Abstract:
"In this research we have examined the effect on No-Show of airline passengers with
multiple variables, where we have given the introduction on to the issues related to No-Show and the airlines struggles in the 21st century while maintaining the competitive
advantage staying competitive. We therefore not only primarily indicated the benefits and
the efficient matter how an airline can operate if the No-Show predictions can be classified
using ML.
This Research was mainly done to identify the No-Show by initially collecting the data via
an online survey and then utilizing the primary data, which is then used to build machine
learning via Colab. Where the personal features were examined to identify how these
features explain or effect the NO-SHOW related incidents in the airline industry. Where
these features were transformed and utilized to build the ML models of Random Forest,
Decision Tree, SVM, Logistic Regression and Naïve Bayes.

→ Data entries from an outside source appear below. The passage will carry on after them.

PR #8463, opened 2022-08-05
Do not make web-navigation-drawer inert. Fixes #8462

### LINKED ISSUE #8462: When search input has focus, you can't type anything into the field
**Describe the bug**
When you attempt to search for content on the site, the input field loses focus, and you are unable to type anything into the field. You can still browse the page, however.

Chrome, Edge Chromium and Safari are impacted, but not Firefox. Occurs on both Windows and Mac OS operating systems. Issue also occurs in Chrome on Android.

Although I can use Firefox for now, it's clearly quite a nasty little bug for newcomers and regular visitors to your otherwise great site, if using other browsers.

**To Reproduce**
1. Go to [https://web.dev/learn/css/](https://web.dev/learn/css/)
2. Click on search input field.
3. Input field loses focus, you are unable to type anything.

**Expected behavior**
I should be able to search for content. This occurs in Edge Chromium on both Windows and Mac OS, and Safari. However, the input field works in Firefox.

**Screenshots**
I had thought that the console error screenshotted below was the cause of the problem. But no further output is generated, whether you click on the search field or not. This same error is output in Firefox's console log, but you can still search.

console-error

bramus:
This PR takes a different approach to solving #8134, thereby fixing the unpleasant side-effect as described in #8462. 

Because the whole `web-navigation-drawer` was made `inert` in #8134, the search box –which is a child of `web-navigation-drawer` on some pages– would no longer work.

Instead of making the entire `web-navigation-drawer` `inert`, this PR sets its `pointer-events` to `none`. This solves #8134 and fixes #8462 as well.

### DIFF
--- a/src/scss/blocks/_site-header.scss
+++ b/src/scss/blocks/_site-header.scss
@@ -138,6 +138,7 @@
 
   .site-header[class*='expanded'] web-navigation-drawer {
     opacity: 0;
+    pointer-events: none !important;
   }
 
   .site-header__nav {
--- a/src/lib/components/NavigationDrawer/index.js
+++ b/src/lib/components/NavigationDrawer/index.js
@@ -86,11 +86,8 @@ export class NavigationDrawer extends BaseStateElement {
     this.addEventListener('click', closeNavigationDrawer);
   }
 
-  onStateChanged({isSearchExpanded, isNavigationDrawerOpen, currentUrl}) {
+  onStateChanged({isNavigationDrawerOpen, currentUrl}) {
     this.open = isNavigationDrawerOpen;
-
-    // See https://github.com/GoogleChrome/web.dev/issues/8131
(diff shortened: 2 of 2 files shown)


src/scss/blocks/_site-header.scss
```diff
@@ -138,6 +138,7 @@
 
   .site-header[class*='expanded'] web-navigation-drawer {
     opacity: 0;
+    pointer-events: none !important;
```
bramus, line 141: FWIW: The reason I used `!important` here is because a few lines down it has `pointer-events` explicitly set. I don’t want to remove the line below, as I can’t gauge which side-effects that would cause.

rachelandrew (approved):
This fixes the original issue and the new issue so let's go with it. I'll flag it up to Ewa next week. Thank you!

PR #8464, opened 2022-08-05
fix stale-while-revalidate example in Learn/PWA

lionralfs:

- Fixes the example code for the stale-while-revalidate caching pattern [example code](https://web.dev/learn/pwa/serving/#stale-while-revalidate) in the Learn PWA section. Makes sure the network response is used (otherwise, `networkFetch` would be a promise resolving to `undefined`).


rachelandrew (approved):

matthiasrohmer:
Thanks for your contribution, this has already been fixed in another PR!

PR #8465, opened 2022-08-05
Add flags to the ffmpeg command for creating GIFs

blowery:
This adds flags to the ffmpeg command for creating an MP4 from a GIF that tag the output in the sYCC color space, which fixes the "washed out" colors and color shifts often reported when doing this conversion. Without the flags, browsers tend to interpret the colorspace incorrectly.

Note this currently does not affect Firefox, but does improve display in Chrome and Safari.

### DIFF
--- a/src/site/content/en/fast/replace-gifs-with-videos/index.md
+++ b/src/site/content/en/fast/replace-gifs-with-videos/index.md
@@ -47,7 +47,7 @@ To use FFmpeg to convert the GIF, `my-animation.gif` to an MP4 video, run the
 following command in your console:
 
 ```bash
-ffmpeg -i my-animation.gif -b:v 0 -crf 25 -f mp4 -vcodec libx264 -pix_fmt yuv420p my-animation.mp4
+ffmpeg -i my-animation.gif -b:v 0 -crf 25 -f mp4 -vcodec libx264 -pix_fmt yuv420p -color_primaries bt709 -color_trc iec61966_2_1 -colorspace smpte170m my-animation.mp4
 ```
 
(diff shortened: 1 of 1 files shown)


matthiasrohmer (approved):
Thanks for your contribution! Just verified this, the right one is a little more saturated in Chrome.  The difference might get lost by screenshot and GitHub compression though...

image

Can you please [sign our CLA](https://github.com/GoogleChrome/web.dev/pull/8465/checks?check_run_id=7699100626)? Only then we are able to merge this 🙂

blowery:
@matthiasrohmer After further testing, we (Tumblr) did find a problem with these flags: they don't appear to work for any browser on Windows, or Firefox on any platform. So, while I still think they're correct, I'm not sure if you want to take them for docs just yet? 

Amazes me that it's 2022 and we're still dealing with colorspace issues, as an industry.

blowery:
> Just verified this, the right one is a little more saturated in Chrome.

There's also a Digital Color Meter utility on macOS you can use to compare point values

matthiasrohmer:
Oh, awesome! Thanks a lot for getting back on this, @blowery. Yes, then we better hold off from merging this and keep the universally working command for now. If you find a solution that works across browsers and platforms and has consistent colour representation we would really appreciate having this on web.dev. Until then, closing.

blowery:
> If you find a solution that works across browsers and platforms and has consistent colour representation...

Sadly that's ... on the browsers, the OS and the video card folks. Maybe y'all can push on https://bugs.chromium.org/p/chromium/issues/detail?id=1229547&q=component%3AInternals%3EMedia%3EVideo%20color&can=2 a bit? :)

PR #8487, opened 2022-08-09
Update Lighthouse audit source code links

tunetheweb:
In https://github.com/GoogleChrome/lighthouse/pull/14242 Lighthouse moved the audit source codes that we reference in the docs on web.dev and now the links are broken.

This PR updates them to the new location.


malchata (commented):
Obviously didn't check every link, but I think I get what you're trying to do here—and if I do, LGTM.

tunetheweb:
> Obviously didn't check every link, but I think I get what you're trying to do here—and if I do, LGTM.

Yeah it was a simple bulk update as just the folder name changed.

Can you approve and then I'll merge the change?

malchata (approved):
My bad, @tunetheweb, I thought I approved this change already.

It was identified, during this study that the logistic regression outperformed the rest of the
algorithms used in this study with an accuracy of 78.13%. by indicating if we were to
develop a model it should be done using logistic regression as per the indicated accuracy
report.
The main struggle during this research would have been collecting higher number of
samples, for this study it was just above the minimum requirements. This resulted in
different methods of evaluation because we were unable to use the test train method event
though the test train is used for reference in this study the main validation method utilized
and appropriate for this study was cross validation. For the hypothesis testing the chi-square test was used to identify if there are any relationship between the variables. The test
indicated there are some significance relationships between few features like age, gender,
education and airline No-Show while other features at this study and sample indicate there
are no significant relationship between them."